Remember when your parent answering your whiny “but whyyyyyyy???” with “Because I said so” was something you just had to accept? It meant there was no more explanation coming, and it was time for you to move on. Over the years, that answer broke down, and you grew confident you were owed more. And parents agreed: the more you demonstrated your ability to reason, the more reason you got to help you over the denial. It’s a sign of respect that we pay each other in adult life. And it can feel like disrespect if the reason offered feels weak or like it is intended to discourage further inquiry.

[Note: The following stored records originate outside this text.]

PR #6158, opened 2018-01-24
Add pct calculated fields for Pod and container CPU and memory usages

### LINKED ISSUE #6124: [Metricbeat] kubernetes.container.cpu.limit.nanocores should default to the nodes total nanocores
If admins don't set a limit for `nanocores` then Metricbeat should set `kubernetes.container.cpu.limit.nanocores` to the total nanocores for the node.

### LINKED ISSUE #6125: [Metricbeat] kubernetes.container.memory.available.bytes should default to the system allocatable memory.
When admins don't set `kubernetes.container.memory.available.bytes` it should default to  `kubernetes.node.memory.allocatable.bytes`

exekias:
This PR adds the following set of calculated metrics for Pods and containers:

- `kubernetes.container.cpu.usage.node.pct`
- `kubernetes.container.cpu.usage.limit.pct`
- `kubernetes.container.memory.usage.node.pct`
- `kubernetes.container.memory.usage.limit.pct`
- `kubernetes.pod.cpu.usage.nanocores`
- `kubernetes.pod.cpu.usage.node.pct`
- `kubernetes.pod.cpu.usage.limit.pct`
- `kubernetes.pod.memory.usage.bytes`
- `kubernetes.pod.memory.usage.node.pct`
- `kubernetes.pod.memory.usage.limit.pct`

As the source of data to calculate these values comes from different places (kubelet & kube-state-metrics) I added a mechanism to share some performance metrics through an in-memory cache. For that reason, these new metrics will only be available when `state_*` metricsets are enabled.

After talking with @simianhacker, I think this:
closes #6125
closes #6124

Please @simianhacker have a look and let me know if you need anything else

### DIFF
--- a/metricbeat/module/kubernetes/util/metrics_cache.go
+++ b/metricbeat/module/kubernetes/util/metrics_cache.go
@@ -1,0 +1,106 @@
+package util
+
+import (
+	"sync"
+	"time"
+)
+
+// PerfMetrics stores known metrics from Kubernetes nodes and containers
+var PerfMetrics *PerfMetricsCache
+
+const defaultTimeout = 120 * time.Second
+
+func init() {
+	PerfMetrics = NewPerfMetricsCache()
+}
+
+// NewPerfMetricsCache initializes and returns a new PerfMetricsCache
+func NewPerfMetricsCache() *PerfMetricsCache {
+	return &PerfMetricsCache{
+		NodeMemAllocatable:   newValueMap(defaultTimeout),
+		NodeCoresAllocatable: newValueMap(defaultTimeout),
+
+		ContainerMemLimit:   newValueMap(defaultTimeout),
+		ContainerCoresLimit: newValueMap(defaultTimeout),
+	}
+}
+
+// PerfMetricsCache stores known metrics from Kubernetes nodes and containers
+type PerfMetricsCache struct {
+	mutex                sync.RWMutex
+	NodeMemAllocatable   *valueMap
+	NodeCoresAllocatable *valueMap
+
+	ContainerMemLimit   *valueMap
+	ContainerCoresLimit *valueMap
+}
+
+func newValueMap(timeout time.Duration) *valueMap {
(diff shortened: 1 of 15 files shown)


ruflin:
@exekias Tests somehow fail on darwin. Probably need to skip it.

metricbeat/module/kubernetes/util/metrics_cache.go
```diff
@@ -0,0 +1,106 @@
...
+
+import (
+	"sync"
+	"time"
+)
+
+// PerfMetrics stores known metrics from Kubernetes nodes and containers
+var PerfMetrics *PerfMetricsCache
+
+const defaultTimeout = 120 * time.Second
```
ruflin: Should we make this configurable?

exekias: It's a little tricky cause it's a global cache. I used a somehow safe value, I don't think someone needs to worry about it, what do you think?

metricbeat/module/kubernetes/util/metrics_cache.go
```diff
@@ -0,0 +1,106 @@
+package util
+
+import (
+	"sync"
+	"time"
+)
+
+// PerfMetrics stores known metrics from Kubernetes nodes and containers
+var PerfMetrics *PerfMetricsCache
```
walktall: How about init it directly here
`var PerfMetrics = NewPerfMetricsCache()`

exekias: Sounds good to me, pushed the change, thanks!

exekias:
Thanks for the reviews! @ruflin this one should be ready

metricbeat/module/kubernetes/util/metrics_cache.go
ruflin: Let's do it until it breaks :-)

PR #6159, opened 2018-01-24
kubernetes watcher refactor

walktall:
This PR comes from https://github.com/elastic/beats/pull/6117

It does following items:

1. Update k8s vendor to get an abstract api for watching and listing.

2. Refactor watcher. The style is from client-go informer so that we can port to client-go without much effort in future. Also, it removes side effect in watcher, such as delay delete event and cache the resources, these side-effect should be implemented by caller who has that kind of requirement I think.

3. Although as mentioned by @exekias , bug fix for querying pod should be put in another pr, but I found it is hard to do that since moving cache out from watcher is part of refactor...

4. Event metricset in metricbeat now is using new refactored watcher.

@exekias PTAL~


libbeat/common/kubernetes/watcher.go
```diff
@@ -2,260 +2,189 @@ package kubernetes
...
 		return err
 	}
 
-	p.Lock()
-	for _, apiPod := range pods.Items {
-		pod := GetPod(apiPod)
-		p.pods[pod.Metadata.UID] = pod
+	// ugly reflect since ResourceList does not exposed Items
+	// can be avoid by using k8s.io/client-go
+	list := reflect.ValueOf(w.resourceList).Elem().FieldByName("Items")
```
exekias: You can avoid this if you create a new interface for resource list, and write adapters to get the Items from PodList and EventList, what do you think?

exekias:
ok to test

libbeat/common/kubernetes/watcher.go
walktall: Good idea! I will make a try. Thanks!

ruflin:
@walktall This will need a rebase.

walktall:
@ruflin rebased

@exekias made some changes to avoid reflect, PTAL.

I was recently faced with solving what seemed a straightforward problem: take an existing Linux server running EMC’s multipathing software, PowerPath or “PP” as I will refer to it here, to access LUNs presented from that company’s SAN product, the VNX array, and attach and run Violin storage alongside the VNX. PP didn’t then support Violin arrays (still doesn’t at the time of this writing), so what was the client to do when they wanted to try out Violin’s AFA for their database environments? Just run PP and native Linux multipathing, called DM-MPIO, side by side, letting PP manage the VNX LUNs and DM-MPIO manage I/Os bound for Violin, right?

PowerPath versus DM-MPIO

PowerPath versus DM-MPIO

Wrong. Won’t work, I read. PowerPath does something at the HBA layer, I read a seemingly helpful web poster explain, that will corrupt either the VNX data or the Violin data. Well… maybe it will work, suggested another poster, but EMC might not support customers running in such a configuration. Others suggested ominously that PP and DM-MPIO don’t work well together… leaving it to the reader’s imagination what might result. I’m no master Googler, but I couldn’t find where anyone had put aside the rumors and vaguely threatening suggestions and actually tried it. Well, I did it, and I want to write about it so others know it can be done and how to do it because, well, those explanations I read didn’t stand up to question and felt like they were meant to scare me into not trying it. Of course I had to try it! Now, let’s be clear about what I am and am not saying: I am saying I have done this and it works. It’s in production at a customer site, running for months without issue. I am not saying that I have spoken to your EMC support rep and that you’ve been green-lighted to do this in your production environment. I’m not an EMC customer, and I don’t have a buddy in EMC support. So let’s consider this for informational purposes only for the time being.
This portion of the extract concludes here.